TASK INSTRUCTIONS:
Check each line of the material below for "files" and copy those where it appears.

EXERCISE DATA:
────

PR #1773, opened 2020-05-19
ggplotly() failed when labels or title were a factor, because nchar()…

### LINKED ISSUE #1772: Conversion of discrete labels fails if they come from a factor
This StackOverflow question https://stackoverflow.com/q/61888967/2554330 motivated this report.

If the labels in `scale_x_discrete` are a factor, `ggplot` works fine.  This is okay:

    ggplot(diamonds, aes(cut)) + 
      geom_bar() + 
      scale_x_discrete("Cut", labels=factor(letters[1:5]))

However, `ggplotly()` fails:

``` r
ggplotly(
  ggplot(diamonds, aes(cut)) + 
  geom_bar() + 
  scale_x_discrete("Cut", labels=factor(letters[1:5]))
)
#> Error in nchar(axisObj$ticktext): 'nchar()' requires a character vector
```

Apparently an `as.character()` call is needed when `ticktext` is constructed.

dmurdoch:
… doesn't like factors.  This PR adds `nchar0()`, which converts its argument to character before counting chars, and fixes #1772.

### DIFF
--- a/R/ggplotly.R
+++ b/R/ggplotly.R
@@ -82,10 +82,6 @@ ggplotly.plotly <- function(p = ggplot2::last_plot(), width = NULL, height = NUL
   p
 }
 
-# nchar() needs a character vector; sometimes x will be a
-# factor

────

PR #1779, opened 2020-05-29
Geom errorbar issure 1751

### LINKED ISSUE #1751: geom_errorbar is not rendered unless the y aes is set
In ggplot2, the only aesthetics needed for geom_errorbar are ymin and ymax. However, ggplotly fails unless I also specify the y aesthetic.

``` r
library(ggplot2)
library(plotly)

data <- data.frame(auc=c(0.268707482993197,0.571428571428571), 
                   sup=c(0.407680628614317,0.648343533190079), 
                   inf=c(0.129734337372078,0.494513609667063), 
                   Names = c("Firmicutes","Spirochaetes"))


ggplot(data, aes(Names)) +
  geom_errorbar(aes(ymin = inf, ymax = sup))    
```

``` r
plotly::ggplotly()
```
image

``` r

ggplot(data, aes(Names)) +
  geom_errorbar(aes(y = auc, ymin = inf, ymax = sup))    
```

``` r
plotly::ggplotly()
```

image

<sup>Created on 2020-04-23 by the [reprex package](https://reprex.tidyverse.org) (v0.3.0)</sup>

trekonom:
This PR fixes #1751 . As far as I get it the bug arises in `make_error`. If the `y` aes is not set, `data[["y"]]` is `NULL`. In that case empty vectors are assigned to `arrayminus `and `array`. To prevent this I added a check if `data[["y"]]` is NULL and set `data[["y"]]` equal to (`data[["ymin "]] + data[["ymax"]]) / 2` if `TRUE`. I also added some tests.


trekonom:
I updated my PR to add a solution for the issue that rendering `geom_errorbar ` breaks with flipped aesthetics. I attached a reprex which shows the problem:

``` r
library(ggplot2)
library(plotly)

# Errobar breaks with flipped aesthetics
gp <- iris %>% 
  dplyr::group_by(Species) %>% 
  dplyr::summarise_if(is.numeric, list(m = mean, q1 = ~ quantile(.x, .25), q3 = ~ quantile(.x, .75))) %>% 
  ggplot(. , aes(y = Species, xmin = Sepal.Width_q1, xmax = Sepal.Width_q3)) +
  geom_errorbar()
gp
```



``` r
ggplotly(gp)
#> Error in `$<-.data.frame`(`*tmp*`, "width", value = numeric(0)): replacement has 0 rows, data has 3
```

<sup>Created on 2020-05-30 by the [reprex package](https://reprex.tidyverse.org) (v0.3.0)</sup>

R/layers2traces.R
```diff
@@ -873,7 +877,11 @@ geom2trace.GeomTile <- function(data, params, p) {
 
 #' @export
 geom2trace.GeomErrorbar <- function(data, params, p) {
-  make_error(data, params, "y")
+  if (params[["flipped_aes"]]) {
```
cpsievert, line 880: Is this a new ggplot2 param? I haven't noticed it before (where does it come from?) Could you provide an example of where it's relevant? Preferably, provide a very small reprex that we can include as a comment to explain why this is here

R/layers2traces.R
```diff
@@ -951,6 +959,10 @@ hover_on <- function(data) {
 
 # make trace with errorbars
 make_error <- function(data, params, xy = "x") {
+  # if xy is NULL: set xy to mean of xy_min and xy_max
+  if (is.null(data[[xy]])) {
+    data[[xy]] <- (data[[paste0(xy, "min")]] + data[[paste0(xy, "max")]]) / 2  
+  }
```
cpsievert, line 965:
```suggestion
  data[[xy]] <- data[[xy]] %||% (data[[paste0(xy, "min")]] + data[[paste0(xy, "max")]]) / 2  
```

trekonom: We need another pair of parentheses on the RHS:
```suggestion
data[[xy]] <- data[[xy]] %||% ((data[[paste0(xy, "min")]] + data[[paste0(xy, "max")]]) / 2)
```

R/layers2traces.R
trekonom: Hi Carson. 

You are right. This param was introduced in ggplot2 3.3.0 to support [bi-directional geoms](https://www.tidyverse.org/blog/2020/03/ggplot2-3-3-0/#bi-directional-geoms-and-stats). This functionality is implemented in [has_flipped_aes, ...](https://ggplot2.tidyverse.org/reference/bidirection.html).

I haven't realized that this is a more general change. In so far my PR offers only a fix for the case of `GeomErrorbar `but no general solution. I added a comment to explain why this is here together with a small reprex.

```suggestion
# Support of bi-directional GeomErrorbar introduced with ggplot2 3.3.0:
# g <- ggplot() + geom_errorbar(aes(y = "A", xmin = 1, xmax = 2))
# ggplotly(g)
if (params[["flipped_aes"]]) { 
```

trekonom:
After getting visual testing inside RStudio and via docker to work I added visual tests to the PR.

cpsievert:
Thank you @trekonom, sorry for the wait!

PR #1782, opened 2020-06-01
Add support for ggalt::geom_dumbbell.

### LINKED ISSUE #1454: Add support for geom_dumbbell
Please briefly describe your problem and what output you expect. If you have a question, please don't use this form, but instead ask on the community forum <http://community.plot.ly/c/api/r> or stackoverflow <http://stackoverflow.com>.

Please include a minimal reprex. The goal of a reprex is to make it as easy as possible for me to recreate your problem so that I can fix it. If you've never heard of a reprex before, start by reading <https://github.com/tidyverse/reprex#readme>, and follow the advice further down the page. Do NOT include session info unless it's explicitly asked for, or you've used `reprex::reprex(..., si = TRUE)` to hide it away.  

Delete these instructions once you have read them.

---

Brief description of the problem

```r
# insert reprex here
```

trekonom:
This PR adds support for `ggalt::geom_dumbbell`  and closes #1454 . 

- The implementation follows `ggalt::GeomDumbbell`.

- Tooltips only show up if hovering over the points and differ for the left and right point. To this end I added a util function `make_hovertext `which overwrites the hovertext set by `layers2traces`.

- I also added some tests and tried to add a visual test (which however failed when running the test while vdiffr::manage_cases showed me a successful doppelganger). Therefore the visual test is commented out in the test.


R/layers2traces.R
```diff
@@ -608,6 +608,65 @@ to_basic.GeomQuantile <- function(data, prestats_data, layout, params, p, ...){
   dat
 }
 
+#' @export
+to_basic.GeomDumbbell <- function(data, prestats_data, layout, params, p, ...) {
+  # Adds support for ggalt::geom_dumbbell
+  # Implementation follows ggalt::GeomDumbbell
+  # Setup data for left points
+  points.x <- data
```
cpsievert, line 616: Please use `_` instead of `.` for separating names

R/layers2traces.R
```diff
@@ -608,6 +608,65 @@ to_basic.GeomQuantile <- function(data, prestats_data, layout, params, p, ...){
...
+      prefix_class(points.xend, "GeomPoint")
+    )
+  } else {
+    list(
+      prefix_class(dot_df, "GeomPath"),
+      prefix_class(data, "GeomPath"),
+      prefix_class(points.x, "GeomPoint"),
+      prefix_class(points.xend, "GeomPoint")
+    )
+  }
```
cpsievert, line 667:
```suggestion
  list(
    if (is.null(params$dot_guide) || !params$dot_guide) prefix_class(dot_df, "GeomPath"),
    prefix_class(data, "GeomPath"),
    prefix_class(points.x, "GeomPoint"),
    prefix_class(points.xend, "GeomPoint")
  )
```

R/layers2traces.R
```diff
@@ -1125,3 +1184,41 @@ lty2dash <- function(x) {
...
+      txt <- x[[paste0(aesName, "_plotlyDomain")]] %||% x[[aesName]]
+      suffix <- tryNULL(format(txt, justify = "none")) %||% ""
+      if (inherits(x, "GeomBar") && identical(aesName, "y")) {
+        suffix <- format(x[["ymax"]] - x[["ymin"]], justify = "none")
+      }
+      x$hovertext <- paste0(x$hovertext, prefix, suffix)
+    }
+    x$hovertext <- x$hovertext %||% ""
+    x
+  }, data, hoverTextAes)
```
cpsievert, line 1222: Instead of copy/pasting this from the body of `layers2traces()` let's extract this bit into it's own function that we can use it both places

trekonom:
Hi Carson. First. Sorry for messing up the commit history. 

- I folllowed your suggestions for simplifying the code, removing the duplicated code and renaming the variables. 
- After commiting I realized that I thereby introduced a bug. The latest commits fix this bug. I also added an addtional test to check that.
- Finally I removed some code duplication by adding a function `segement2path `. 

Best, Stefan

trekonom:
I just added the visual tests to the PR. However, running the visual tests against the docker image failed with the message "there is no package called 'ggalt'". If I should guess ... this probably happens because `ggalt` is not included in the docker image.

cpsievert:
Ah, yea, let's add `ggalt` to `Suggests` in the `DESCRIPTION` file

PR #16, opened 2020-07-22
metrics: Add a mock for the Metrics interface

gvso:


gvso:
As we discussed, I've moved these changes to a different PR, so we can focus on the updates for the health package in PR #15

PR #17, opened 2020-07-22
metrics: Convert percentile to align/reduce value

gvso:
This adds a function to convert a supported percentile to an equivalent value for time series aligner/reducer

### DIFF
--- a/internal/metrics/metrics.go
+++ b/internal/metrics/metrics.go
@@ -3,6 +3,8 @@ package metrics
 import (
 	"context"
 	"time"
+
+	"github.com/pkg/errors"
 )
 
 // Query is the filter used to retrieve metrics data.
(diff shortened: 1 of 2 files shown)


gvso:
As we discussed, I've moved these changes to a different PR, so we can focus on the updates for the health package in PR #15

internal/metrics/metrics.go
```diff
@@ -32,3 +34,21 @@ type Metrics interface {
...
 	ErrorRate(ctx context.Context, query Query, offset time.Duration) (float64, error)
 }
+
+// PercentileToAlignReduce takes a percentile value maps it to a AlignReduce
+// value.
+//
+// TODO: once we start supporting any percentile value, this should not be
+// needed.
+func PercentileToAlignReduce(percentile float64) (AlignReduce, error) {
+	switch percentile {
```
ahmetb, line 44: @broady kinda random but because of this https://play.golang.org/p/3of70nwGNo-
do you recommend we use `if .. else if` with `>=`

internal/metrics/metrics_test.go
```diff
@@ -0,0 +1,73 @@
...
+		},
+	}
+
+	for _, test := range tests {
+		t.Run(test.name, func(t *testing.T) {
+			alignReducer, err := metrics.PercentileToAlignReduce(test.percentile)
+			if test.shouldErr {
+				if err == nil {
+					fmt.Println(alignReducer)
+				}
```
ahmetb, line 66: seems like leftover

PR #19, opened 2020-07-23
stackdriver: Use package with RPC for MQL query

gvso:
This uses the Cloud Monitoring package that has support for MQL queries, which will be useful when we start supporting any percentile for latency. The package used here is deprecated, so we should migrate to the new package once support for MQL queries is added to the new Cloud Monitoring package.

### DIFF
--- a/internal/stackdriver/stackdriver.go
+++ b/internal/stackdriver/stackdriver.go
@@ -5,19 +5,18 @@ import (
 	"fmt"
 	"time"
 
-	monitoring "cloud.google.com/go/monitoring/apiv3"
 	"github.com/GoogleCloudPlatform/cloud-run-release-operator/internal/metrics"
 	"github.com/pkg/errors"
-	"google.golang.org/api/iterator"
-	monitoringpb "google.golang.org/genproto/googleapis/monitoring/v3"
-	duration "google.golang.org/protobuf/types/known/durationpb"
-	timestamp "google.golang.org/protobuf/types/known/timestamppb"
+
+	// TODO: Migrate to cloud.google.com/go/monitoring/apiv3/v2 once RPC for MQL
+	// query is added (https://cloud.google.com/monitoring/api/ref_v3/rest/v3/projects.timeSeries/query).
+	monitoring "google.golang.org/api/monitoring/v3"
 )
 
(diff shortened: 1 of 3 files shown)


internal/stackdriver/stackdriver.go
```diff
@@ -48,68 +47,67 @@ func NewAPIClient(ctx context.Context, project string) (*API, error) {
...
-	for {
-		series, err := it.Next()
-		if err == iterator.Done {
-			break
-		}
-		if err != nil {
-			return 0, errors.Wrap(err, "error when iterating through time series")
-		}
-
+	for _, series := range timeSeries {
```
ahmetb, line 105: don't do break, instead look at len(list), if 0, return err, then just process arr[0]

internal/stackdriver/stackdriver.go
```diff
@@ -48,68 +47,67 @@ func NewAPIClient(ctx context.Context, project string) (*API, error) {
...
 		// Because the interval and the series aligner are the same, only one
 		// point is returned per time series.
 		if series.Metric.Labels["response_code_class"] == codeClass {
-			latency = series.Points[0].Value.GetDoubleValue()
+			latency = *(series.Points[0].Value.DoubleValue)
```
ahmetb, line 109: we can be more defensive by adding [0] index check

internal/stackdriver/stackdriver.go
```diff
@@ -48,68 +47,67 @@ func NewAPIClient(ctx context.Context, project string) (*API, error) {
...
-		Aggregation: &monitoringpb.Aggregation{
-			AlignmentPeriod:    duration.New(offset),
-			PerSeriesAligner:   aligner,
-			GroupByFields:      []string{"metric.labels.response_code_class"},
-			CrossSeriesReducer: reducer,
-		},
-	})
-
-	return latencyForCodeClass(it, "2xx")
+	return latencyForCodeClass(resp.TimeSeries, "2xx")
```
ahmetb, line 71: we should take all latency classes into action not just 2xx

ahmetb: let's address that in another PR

────

RESULT OF THE TASK:
(diff shortened: 1 of 2 files shown)
(diff shortened: 1 of 3 files shown)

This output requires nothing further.